Tapi yang namanya manusia pasti ada susah senangnya, ada suka dukanya, ada kurang lebihnya. Banyak orang bilang, rumput tetangga lebih hijau, padahal mereka tak tahu di dalamnya banyak serangga yang mungkin tak terlihat dari luar, atau mungkin mereka tak tahu seberapa besar pengorbanan yang telah dikeluarkan untuk menghijaukan rumput tersebut.
Inta, meski keluarganya cukup bahagia, kisah asmaranya begitu manis kelihatannya, tapi kehamilan pertamanya ternyata tak bisa diselamatkan.
Pun Ninda, bisnisnya yang begitu sukses, cabang di mana-mana, omzetnya luar biasa. Pengorbanan yang dia keluarlan pun tak main-main. Dia pernah kena tipu oleh temannya sendiri, investasi dan beberapa asetnya dibawa kabur entah ke mana, namanya juga banyak disalahgunakan untuk menjadi jaminan utang di banyak bank.
Aku? Untuk mencapai sampai di sini banyak sekali kerikil yang menjadi penghalangku, jalan yang berliku tak henti-hentinya menghampiriku. Tapi apa yang lebih membahagialan daripada hobi yang dibayar sekaligus bisa berguna untuk bangsa tercinta? Bersyukur adalah jalan satu-satunya agar seberapa pun hasil bisa memuaskan.
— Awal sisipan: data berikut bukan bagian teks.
PR #9295, opened 2020-01-12
fixes stale documentation about boundary_object for hyper_ball function

### LINKED ISSUE #9294: [Step-6 documentation] Fix the outdated sentence mentioning the need to attach a boundary ID to the circular mesh
It looks like the `GridGenerator::hyber_ball` function has been massively improved over the last few releases,  but the documentation related to it in Step-6 has remained stale.

In the documentation of the `run()` function of the commented code, we have:

>The domain is again a circle, __which is why we have to provide a suitable boundary object as well__. 

It doesn't look like this is true anymore. We simply have:

```
 if (cycle == 0)
        {
          GridGenerator::hyper_ball(triangulation);
          triangulation.refine_global(1);
        }
      else
          .....
```

It looks like this documentation bug has been around for the last few releases. In fact, the last time, a boundary_id was attached was in version `8.5.0` of deal.II

```
      if (cycle == 0)
        {
          GridGenerator::hyper_ball (triangulation);
          static const SphericalManifold<dim> boundary;
          triangulation.set_all_manifold_ids_on_boundary(0);
          triangulation.set_manifold (0, boundary);
          triangulation.refine_global (1);
        }
      else
          ...

```

I shall submit a PR to remove this sentence from the `master` version of Step-6 tutorial's doc.

krishnakumarg1984:
Fixes #9294

### DIFF
--- a/examples/step-6/step-6.cc
+++ b/examples/step-6/step-6.cc
@@ -513,13 +513,12 @@ void Step6<dim>::output_results(const unsigned int cycle) const
 // disk, in that we adaptively instead of globally refine the mesh, and that
 // we output the solution on the final mesh in the present function.
 //
-// The first block in the main loop of the function deals with mesh
-// generation. If this is the first cycle of the program, instead of reading
-// the grid from a file on disk as in the previous example, we now again
-// create it using a library function. The domain is again a circle, which is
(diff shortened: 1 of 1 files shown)


drwells:
Nice catch!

"Ta, Nin, kalian masih inget Pak Davin?" Tanyaku ragu. Inta dan Ninda saling pandang, kaget. Ada raut tak suka pada wajah mereka.
"Kamu masih belum move on, Fir?" Kata mereka berbarengan. Gantian aku yang kaget mendengarnya.
"Bukan, bukan gitu. Kalian tahu, sekarang aku lumayan deket sama keluarganya?"
"Apa!" Lagi-lagi mereka mengucapnya bersamaan.
Aku menceritakan semua kisahku pada mereka, sejak awal bertemu adik Pak Davin, Pak Arfan, sampai kabar dari ibuku bahwa Pak Davin pernah melamarku saat wisuda dulu.
Sudah kuprediksi dari awal, mereka tak mungkin bisa biasa saja mendengar ini. Aku saja yang mengalaminya masih terheran-heran.